Punto uno: questo capitolo sul serio avevo dubbi se pubblicarlo o meno. Mi faceva schifo. Tuttora, ho millemila dubbi sulla storia in generale e su questa parte in particolare. A convincermi a continuare, con poche parole magiche e tanta dolcezza, è stata Shnusschen, meglio nota (a me) come la mia omonima.. Grazie, perchè quando l'ho riletto dopo che abbiamo parlato, mi ha fatto meno schifo del solito. Grazie <3
Punto due, note relative al capitolo:
- Gli Augurey sono uccelli magici simili ad avvoltoi. Non ne so molto, ma mi servivano un paio di creature magiche random da inserire in una frase. XD
- Il Granio è una specie di cavallo alato, sempre appartenente al Potterverse e trovato nell'Harry Potter Wiki. Se ho sbagliato il plurale, prendetevela con la wiki che non lo specificava. XD
- La bestia è (nella mia testa) la Bestia del Gévaudan, una delle pochissime creature magiche che ho trovato vagamente credibili e attestate (vabbè...) in Francia.
- Non volevo innamorarmi di Fabrice ma è successo.
- La data di nascita di Olympe è ignota al mondo. Ho scelto il 25 Gennaio perchè il compleanno di una persona molto importante per me, una persona che non legge Harry Potter e non vedrà mai questa storia, ma in 22 anni che ci conosciamo mi ha insegnato più e più volte che l'apparenza fisica è l'ultima cosa di cui preoccuparsi, e che si può avere fascino, stile e insomma essere delle gran fighe anche con qualche kilo di troppo. Ergo, questo capitolo è dedicato a lei, anche se non lo leggerà mai <3
- “mia grande”, l'ho fregato a Pennac. Chi ama la serie dei Malaussene capirà <3 Mi sembrava ironicamente perfetto, come vezzeggiativo XD
- Maxime sa che Leila vuol dire notte in arabo perchè in Francia ci sono un sacco di arabi, quindi ha imparato un paio di parole a casaccio. E soprattutto, perchè Leila è il mio nome di donna preferito e sarà il nome di mia figlia, quando ce l'avrò!ò.ò/
- In quanto insegnate di Creature Magiche e soprattutto in quanto figo, Fabrice si può tenere Exelle e tante altre creature intorno casa. Perchè sì. Tanto tutta la parte di territorio intorno alla scuola è off limits per i babbani.

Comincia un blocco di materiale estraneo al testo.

PR #457, opened 2020-12-01
Use "is" instead of "==" to compare to None

### LINKED ISSUE #397: Use "is" instead of "==" to compare to None
Use "is" instead of "==" to compare to None, because "==" may call a custom "__eq__" method which is slower and error-prone.

"is" is generally preferred when comparing arbitrary objects to singletons like None because it is faster and more predictable. "is" always compares by object identity, whereas what "==" will do depends on the exact type of the operands and even on their ordering.

This recommendation is supported by PEP 8, which explicitly states that "comparisons to singletons like None should always be done with "is" or "is not", never the equality operators.

This issue occurs several places. A quick search for "== None" gives:
In enable:
  * scrolled.py (2 matches)

In kiva:
  * sources.py (2 matches)
  * tohtml.py (3 matches)
  * pdfmetrics.py
  * ps.py
svg.py

aaronayres35:
fixes #397 

This PR simply converts `==` comparisons to `None` to use `is` instead.

### DIFF
--- a/kiva/agg/freetype2/src/tools/docmaker/sources.py
+++ b/kiva/agg/freetype2/src/tools/docmaker/sources.py
@@ -208,7 +208,7 @@ class  SourceBlock:
         self.format    = processor.format
         self.content   = []
 
-        if self.format == None:
+        if self.format is None:
             return
 
         words = []
@@ -297,7 +297,7 @@ class  SourceProcessor:
             if line[-1] == '\012':
                 line = line[0:-1]
 
-            if self.format == None:
+            if self.format is None:
                 self.process_normal_line( line )
             else:
                 if self.format.end.match( line ):
--- a/kiva/agg/freetype2/src/tools/docmaker/sources.py
+++ b/kiva/agg/freetype2/src/tools/docmaker/sources.py
@@ -208,7 +208,7 @@ class  SourceBlock:
         self.format    = processor.format
         self.content   = []
 
-        if self.format is None:
+        if self.format == None:
             return
 
         words = []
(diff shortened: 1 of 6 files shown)


kiva/agg/freetype2/src/tools/docmaker/sources.py
```diff
@@ -208,7 +208,7 @@ def  __init__( self, processor, filename, lineno, lines ):
         self.format    = processor.format
         self.content   = []
 
-        if self.format == None:
+        if self.format is None:
```
jwiggins, line 211: This file is not relevant. It just happens to be in the vendored freetype tree that's here.

kiva/agg/freetype2/src/tools/docmaker/tohtml.py
```diff
@@ -437,7 +437,7 @@ def  index_exit( self ):
         self.index_items = {}
 
     def  index_dump( self, index_filename = None ):
-        if index_filename == None:
+        if index_filename is None:
```
jwiggins, line 440: Same here

jwiggins (approved):

kiva/agg/freetype2/src/tools/docmaker/sources.py
aaronayres35: Ah I see, should I revert this change then, or does it not matter

jwiggins: Yeah, I would leave all the vendored code alone

jwiggins (approved):
Thanks for the updates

Mi sembra di aver detto tutto, quindi buona lettura e... recensioni sarebbero graditissime, soprattutto per aiutarmi a uscire da questa matassa di dubbi sull'andare avanti o meno!T_T/








 

 

 

 

 

 

 

25 Gennaio

                                                              

 

 

 

 

 

 

 

 

 

A Settembre, Clairie partì per Beauxbatons.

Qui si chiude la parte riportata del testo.